Wow -- the Post-Reichenbach tag was used on more than 12% of fanworks in 2012, and it has settled down to a reasonably steady state of getting used on ~3.5% of Sherlock fanworks in the years following S4. That's substantially more than the ~1.9% of Sherlock works that TFP has been getting tagged on.

Also keep in mind that while you can't just add together "Post-Reichenbach" and the episode tag for TRF (because they are not mutually exclusive), there are plenty of works that use only one or the other of those tags -- which means that the total attention devoted to TRF is even higher than the "Post-Reichenbach" tag shows. For instance, out of the 4,365 Sherlock works that were posted or updated in 2023:

  • 149 were tagged "Post-Reichenbach" (or a subtag)
  • 66 were tagged "Episode: s02e03 The Reichenbach Fall" (or a subtag)
  • 35 were tagged both of the above (we'll call this "the overlap")
  • Post-Reichenbach + Episode tag - the overlap = 180 total Sherlock works using one of the biggest TRF-related tags. 180/4365 = at least 4.1% of the Sherlock fandom's attention in 2023 (and as I said, this only includes the works that used the relevant tags)

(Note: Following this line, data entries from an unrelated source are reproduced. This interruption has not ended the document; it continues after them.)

PR #54, opened 2024-09-23
feat: cleanup & simplify timestamp handling

alkasm:
I went through a few different iterations to find a specification that worked well. What I ended up with wasn't too far from where we started, so I opted for backcompat with warnings for changes to how we're handling relative timestamps.

## `_AnyTimeDomain`: all time domains that we allow
This is value that should be used in the high-level client. It allows for basic literals + strongly typed values.

### `_LiteralAbsolute` values
These are the values we expect many users will use - simple, literal strings.
```py
"iso_8601"
"epoch_nanoseconds"
"epoch_microseconds"
"epoch_milliseconds"
"epoch_seconds"
"epoch_minutes"
"epoch_hours"
```

### `TypedTimeDomain` values
These are the strongly typed time domains. These include additional parameterized types, like `Relative` and `Custom`.
```py
nm.ts.Iso8601()
nm.ts.Epoch("nanoseconds")
nm.ts.Epoch("microseconds")
nm.ts.Epoch("milliseconds")
nm.ts.Epoch("seconds")
nm.ts.Epoch("minutes")
nm.ts.Epoch("hours")
nm.ts.Relative("nanoseconds", start=datetime(2024, 9, 23, 18, 12, 0))
nm.ts.Relative("microseconds", start=datetime(2024, 9, 23, 18, 12, 0))
nm.ts.Relative("milliseconds", start=datetime(2024, 9, 23, 18, 12, 0))
nm.ts.Relative("seconds", start=datetime(2024, 9, 23, 18, 12, 0))
nm.ts.Relative("minutes", start=datetime(2024, 9, 23, 18, 12, 0))
nm.ts.Relative("hours", start=datetime(2024, 9, 23, 18, 12, 0))
nm.ts.Custom(r"yyyy-MM-dd[T]hh:mm:ss")
nm.ts.Custom(r"MM-dd[T]hh:mm:ss", default_year=2024)
```

### `TypedTimeDomain` constants
These are equivalent to the string representations.
```py
nm.ts.ISO_8601
nm.ts.EPOCH_NANOSECONDS
nm.ts.EPOCH_MICROSECONDS
nm.ts.EPOCH_MILLISECONDS
nm.ts.EPOCH_SECONDS
nm.ts.EPOCH_MINUTES
nm.ts.EPOCH_HOURS
```

### `_LiteralRelativeDeprecated` values
Usage of these values is deprecated and will send a `UserWarning` to use `nm.ts.Relative()`. These are deprecated since we want the users to explicitly add the start time. However these are currently in-use, so we're emitting a warning but still allowing them for now.
```py
"relative_nanoseconds"
"relative_microseconds"
"relative_milliseconds"
"relative_seconds"
"relative_minutes"
"relative_hours"
```

The warning raised will look like:
```py
/Users/alex/nominal-io/nominal-client/nominal/timedomain.py:87: UserWarning: specifying 'relative_{unit}' as a string is deprecated and will be removed in a future version: use `nm.timedomain.Relative` instead. for example: instead of 'relative_seconds', use `nm.timedomain.Relative('seconds', start=datetime.now())`. 
```

### winner: mix of strings + types, but advertise with constants
```py
dataset = upload_csv("path/to/file.csv", "dataset", "timestamp", nm.timedomain.ISO_8601)
dataset = upload_csv("path/to/file.csv", "dataset", "timestamp", nm.timedomain.ABSOLUTE_NANOSECONDS)
dataset = upload_csv("path/to/file.csv", "dataset", "timestamp", nm.timedomain.Relative("nanoseconds", offset=15))
dataset = upload_csv("path/to/file.csv", "dataset", "timestamp", nm.timedomain.Custom(r"yyyy-MM-dd[T]hh:mm:ss"))
```

### current: mix of strings + types: relative offsets not supported yet, would need to create a new type for it
```py
dataset = upload_csv("path/to/file.csv", "dataset", "timestamp", "iso_8601")
dataset = upload_csv("path/to/file.csv", "dataset", "timestamp", "epoch_nanoseconds")
dataset = upload_csv("path/to/file.csv", "dataset", "timestamp", "relative_nanoseconds")
dataset = upload_csv("path/to/file.csv", "dataset", "timestamp", nm.CustomTimestampFormat(r"yyyy-MM-dd[T]hh:mm:ss"))
dataset = upload_csv("path/to/file.csv", "dataset", "timestamp", nm.RelativeTimestampFormat("nanoseconds", offset=15))
```

### strongly typed: types and docstrings are extremely clear, allows more flexibility per-type
```py
dataset = upload_csv("path/to/file.csv", "dataset", "timestamp", nm.timedomain.Iso8601())
dataset = upload_csv("path/to/file.csv", "dataset", "timestamp", nm.timedomain.Absolute("ns"))
dataset = upload_csv("path/to/file.csv", "dataset", "timestamp", nm.timedomain.Relative("nanoseconds", offset=15))
dataset = upload_csv("path/to/file.csv", "dataset", "timestamp", nm.timedomain.Custom(r"yyyy-MM-dd[T]hh:mm:ss"))
```

### flexible factory function: multiple behaviors depending on how you call it; difficult to document but easy to read
```py
dataset = upload_csv("path/to/file.csv", "dataset", "timestamp", nm.timedomain("iso_8601"))
dataset = upload_csv("path/to/file.csv", "dataset", "timestamp", nm.timedomain("absolute", "ns"))
dataset = upload_csv("path/to/file.csv", "dataset", "timestamp", nm.timedomain("relative", "ns", offset=15))
dataset = upload_csv("path/to/file.csv", "dataset", "timestamp", nm.timedomain("custom", r"yyyy-MM-dd[T]hh:mm:ss"))
```

### mix of strings + types, but advertise with singletons
```py
dataset = upload_csv("path/to/file.csv", "dataset", "timestamp", nm.timedomain.iso_8601)
dataset = upload_csv("path/to/file.csv", "dataset", "timestamp", nm.timedomain.absolute_nanoseconds)
dataset = upload_csv("path/to/file.csv", "dataset", "timestamp", nm.timedomain.Relative("nanoseconds", offset=15))
dataset = upload_csv("path/to/file.csv", "dataset", "timestamp", nm.timedomain.Custom(r"yyyy-MM-dd[T]hh:mm:ss"))
```

### factory functions for each type - pretty chill but wordier than strings
```py
dataset = upload_csv("path/to/file.csv", "dataset", "timestamp", nm.timedomain.iso_8601())
dataset = upload_csv("path/to/file.csv", "dataset", "timestamp", nm.timedomain.absolute_nanoseconds())
dataset = upload_csv("path/to/file.csv", "dataset", "timestamp", nm.timedomain.relative_nanoseconds(offset=15))
dataset = upload_csv("path/to/file.csv", "dataset", "timestamp", nm.timedomain.custom(r"yyyy-MM-dd[T]hh:mm:ss"))
```

### singletons (with transforming class methods) - too magic, custom() behaves differently
```py
dataset = upload_csv("path/to/file.csv", "dataset", "timestamp", nm.timedomain.iso_8601)
dataset = upload_csv("path/to/file.csv", "dataset", "timestamp", nm.timedomain.absolute_nanoseconds)
dataset = upload_csv("path/to/file.csv", "dataset", "timestamp", nm.timedomain.relative_nanoseconds)
dataset = upload_csv("path/to/file.csv", "dataset", "timestamp", nm.timedomain.relative_nanoseconds.offset(15))
dataset = upload_csv("path/to/file.csv", "dataset", "timestamp", nm.timedomain.custom(r"yyyy-MM-dd[T]hh:mm:ss"))
```


nominal/_timeutils.py
alkasm, line 1: more than half of _utils.py was for timestamps, so split out into a specific util file

nominal/core.py
alkasm, line 1: In general I opted for the methods in core to use the strongly typed values (since this is a programmer-focused SDK)...but I don't feel too strongly about it, so we can keep the literals (e.g. "epoch_timestamps") if we think that's best?

nominal/timedomain.py
```diff
@@ -0,0 +1,151 @@
+""" """
```
alkasm, line 1: oops

nominal/timedomain.py
alkasm, line 1: reminder: export the timestamp types

nominal/core.py
```diff
@@ -624,7 +612,7 @@ def create_dataset_from_io(
         dataset: BinaryIO,
         name: str,
         timestamp_column: str,
-        timestamp_type: TimestampColumnType,
+        timestamp_type: TypedTimeDomain,
```
alkasm, line 615: the docs are now out of date. Also, need to describe the functionality here in multiple places.

nominal/timedomain.py
```diff
@@ -0,0 +1,151 @@
...
+    "relative_microseconds",
+    "relative_milliseconds",
+    "relative_seconds",
+    "relative_minutes",
+    "relative_hours",
+]
+
+TypedTimeDomain: TypeAlias = Iso8601 | Epoch | Relative | Custom
+_AbsoluteTimeDomain: TypeAlias = Iso8601 | Epoch | Custom | _LiteralAbsolute
+_AnyTimeDomain: TypeAlias = TypedTimeDomain | _LiteralAbsolute | _LiteralRelativeDeprecated
```
alkasm, line 79: Python 3.9 doesn't like the mixture of types and literals with a `|` - need to explicitly use `typing.Union`

see https://github.com/python/mypy/issues/11665 - this was already an issue previously in the client lib, just in a different spot.

nominal/timedomain.py
```diff
@@ -0,0 +1,149 @@
...
+        return ingest_api.TimestampType(absolute=ingest_api.AbsoluteTimestamp(custom_format=fmt))
+    if isinstance(domain, Relative):
+        relative = ingest_api.RelativeTimestamp(
+            time_unit=_time_unit_to_conjure(domain.unit), offset=_flexible_to_iso8601(domain.start)
+        )
+        return ingest_api.TimestampType(relative=relative)
+    raise TypeError(f"invalid time domain type: {type(domain)}")
+
+
+def _flexible_to_iso8601(ts: datetime | IntegralNanosecondsUTC) -> str:
```
alkasm, line 119: probably belongs in _timeutils

alkasm:
I liked `timedomain` for the module name, but it's long / feels verbose. Can't use `time` since it's a built-in, and `domain` feels too generic. `chrono` or `clock` could work, but a bit loaded due to cpp. @alxhill suggested `ts` which is probably sufficient, so going with that.

alkasm:
Revamped all of the internal conversion functions to pass through an internal 'universal' type (_SecondsNanos) and moved all the timestamp conversion logic from _utils.py into ts.py

nominal/core.py
alkasm: I think we should keep the flexibility. It's not any more difficult to support.

nominal/core.py
```diff
@@ -250,7 +237,7 @@ def update(
         update_dataclass(self, dataset, fields=self.__dataclass_fields__)
         return self
 
-    def add_csv_to_dataset(self, path: Path | str, timestamp_column: str, timestamp_type: TimestampColumnType) -> None:
+    def add_csv_to_dataset(self, path: Path | str, timestamp_column: str, timestamp_type: TypedTimeDomain) -> None:
```
alxhill, line 240: do we still want the Domain naming here / will this be exposed to users? would lean towards something api-like (e.g TimestampType) for user-facing functions for consistency

nominal/ts.py
```diff
@@ -0,0 +1,238 @@
...
+    if domain not in _str_to_type:
+        raise ValueError(f"string time domains must be one of: {_str_to_type.keys()}")
+    return _str_to_type[domain]
+
+
+def _time_unit_to_conjure(unit: _LiteralTimeUnit) -> ingest_api.TimeUnit:
+    return ingest_api.TimeUnit[unit.upper()]
+
+
+_str_to_type: Mapping[_LiteralAbsolute | _LiteralRelativeDeprecated, Iso8601 | Epoch | Relative] = MappingProxyType(
```
alxhill, line 171: didn't know this existed, cool

nominal/ts.py
```diff
@@ -0,0 +1,238 @@
...
+        "relative_microseconds": Relative("microseconds", start=0),
+        "relative_milliseconds": Relative("milliseconds", start=0),
+        "relative_seconds": Relative("seconds", start=0),
+        "relative_minutes": Relative("minutes", start=0),
+        "relative_hours": Relative("hours", start=0),
+    }
+)
+
+
+class _SecondsNanos(NamedTuple):
```
alxhill, line 190: naming nit: _SecondsNanos is a v confusing name... would `_TimestampNanos` be fine? kinda doesn't matter how it's stored right? alternatively, `_SecondsNanoOffset` would be clearer

alkasm: this is only intended for internal use, but it's a tuple holding (seconds, nanoseconds) - didn't feel that weird to me

alkasm: maybe im just too used to api layers where this is the norm lol

nominal/core.py
alkasm: sure, not opposed to that!

alkasm: well, I am opposed to it in the sense that I think "type" is the wrong word to denote these as it's not the datatype but the format...but we're already there so idk

alkasm: I do want to expand these signatures to include the string types.

nominal/ts.py
alxhill: yeah the equivalent type in our conjure is `Timestamp`, hence the confusion to me I suppose - doesn't matter too much for internal types, I just generally like names that represent what something "is" vs describing what the fields are. trust you if this is a common enough pattern to be clear to others

alxhill (approved):
looks good overall, happy to take a closer a look at any specifics if you want a line-by-line

nominal/ts.py
alkasm: I get what you're saying and don't necessarily disagree, but `SecondsNanoOffset` sounds even more confusing to me and idk how to disambiguate better when there's tons of other timestamp types. Maybe just `_InternalTimestamp` or something

alxhill: cool, happy to leave as is

justfile
```diff
@@ -12,7 +12,10 @@ test-e2e token:
 
 # check static typing
 check-types:
-    poetry run mypy
+    poetry run mypy --python-version 3.12
+    poetry run mypy --python-version 3.11
+    poetry run mypy --python-version 3.10
+    poetry run mypy --python-version 3.9
```
alkasm, line 18: I found this useful for local dev but is less useful for CI since we already run the full gamut across 4 python versions in CI. maybe this should be a separate just command?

All in all, Reichenbach continues to occupy a large amount of fandom attention relative to other events/episodes in the Sherlock fandom, even after over a decade and 2 additional seasons (plus a minisode and a special episode) of canon.

For those interested, I also tried visualizing all of the above data through the lens of "how long since the episode aired?" -- i.e., all the spikes of initial activity for each episode line up, and then you can watch how they all taper off at different rates over time. I don't have much in the way of additional commentary, but the slides are available here. And this is an example of what I mean:

a graph titled 'Sherlock episodes: % fandom attention since airdate
'

Thanks for reading, and for the ongoing interest in fandom data! And much love to the awesome folks I've met via Sherlock over the years. I know people tend to remember a lot of toxicity in the fandom, or to remember how the canon let down a lot of fans (I mean, I absolutely remember those things, too... [i was there gandalf.gif]). But there are nevertheless SO MANY lovely Sherlockians and former Sherlockians out there who made my initial entry into transformative fandom wonderful, and who've continued to be my friends since. <3

Notes:

I welcome comments and questions, and I read them all -- but I'm often very slow/flaky about replying. (Nothing personal! Sometimes it's because health limitations mean I need to minimize my computer use, and when that happens, I often want to spend my little time making new stuff instead of replying.) Still, I recommend checking out the comments because there are often gems from readers, whether I reply or not.

I have once again been trying new things in terms of accessibility (now using alt tags and the "Details" HTML tag) while trying to balance that with not giving myself an overwhelming amount of description to add for each graph. If you have any thoughts on how well it's working here, I welcome concrit.